In a fourth aspect, based on the inventive concept of abnormal transaction identification as in the previous embodiments, the present invention further provides a computer-readable storage medium having stored thereon a computer program, which when executed by a processor, implements the steps of any one of the methods of abnormal transaction identification as described above.
The description has been presented with reference to flowchart illustrations and/or block diagrams of methods, apparatus (systems), and computer program products according to embodiments of the description. It will be understood that each flow and/or block of the flow diagrams and/or block diagrams, and combinations of flows and/or blocks in the flow diagrams and/or block diagrams, can be implemented by computer program instructions.
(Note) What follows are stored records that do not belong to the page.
PR #2005, opened 2021-04-07
Add a load test for sidekiq jobs

Riddlerrr:
task: https://www.pivotaltracker.com/story/show/177660832

It can be ran from a console: `LoadTest::Sidekiq.perform(10,10)`
Params:
`perform(numder_of_jobs, sleep_for_each_job)`

### DIFF
--- a/app/lib/load_test/sidekiq.rb
+++ b/app/lib/load_test/sidekiq.rb
@@ -11,8 +11,11 @@ module LoadTest
   end
 
   class LoadTestJob < ApplicationJob
+    retry_on StandardError, wait: :exponentially_longer, attempts: 3
+
     def perform(sleep_time)
       sleep sleep_time
+      raise StandardError if rand(25).zero?
     end
   end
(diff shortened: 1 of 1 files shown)


Alexey1100 (approved):
👍

I think it would be nice to throw in some random failures as well.

```ruby
  class LoadTestJob < ApplicationJob
     retry_on StandardError, wait: :exponentially_longer, attempts: 3
     
     def perform(sleep_time)
       sleep sleep_time
       raise StandardError if rand(25) == 0
     end
   end
```

Riddlerrr:
@Alexey1100 Great idea!

aquabu:
@Riddlerrr @Riddlerrr Cool. Could you make the random failures a parameter?

It would be helpful to be able to create the number of failures that background jobs will have. This will allow us to test both predictable load and random failures.

https://www.pivotaltracker.com/n/projects/2167210/stories/177672233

These computer program instructions may be provided to a processor of a general purpose computer, special purpose computer, embedded processor, or other programmable data processing apparatus to produce a machine, such that the instructions, which execute via the processor of the computer or other programmable data processing apparatus, create means for implementing the functions specified in the flowchart flow or flows and/or block diagram block or blocks.
These computer program instructions may also be stored in a computer-readable memory that can direct a computer or other programmable data processing apparatus to function in a particular manner, such that the instructions stored in the computer-readable memory produce an article of manufacture including instruction means which implement the function specified in the flowchart flow or flows and/or block diagram block or blocks.
These computer program instructions may also be loaded onto a computer or other programmable data processing apparatus to cause a series of operational steps to be performed on the computer or other programmable apparatus to produce a computer implemented process such that the instructions which execute on the computer or other programmable apparatus provide steps for implementing the functions specified in the flowchart flow or flows and/or block diagram block or blocks.
While preferred embodiments of the present specification have been described, additional variations and modifications in those embodiments may occur to those skilled in the art once they learn of the basic inventive concepts. Therefore, it is intended that the appended claims be interpreted as including preferred embodiments and all changes and modifications that fall within the scope of the specification.
It will be apparent to those skilled in the art that various changes and modifications may be made in the present specification without departing from the spirit and scope of the specification. Thus, if such modifications and variations of the present specification fall within the scope of the claims of the present specification and their equivalents, the specification is intended to include such modifications and variations.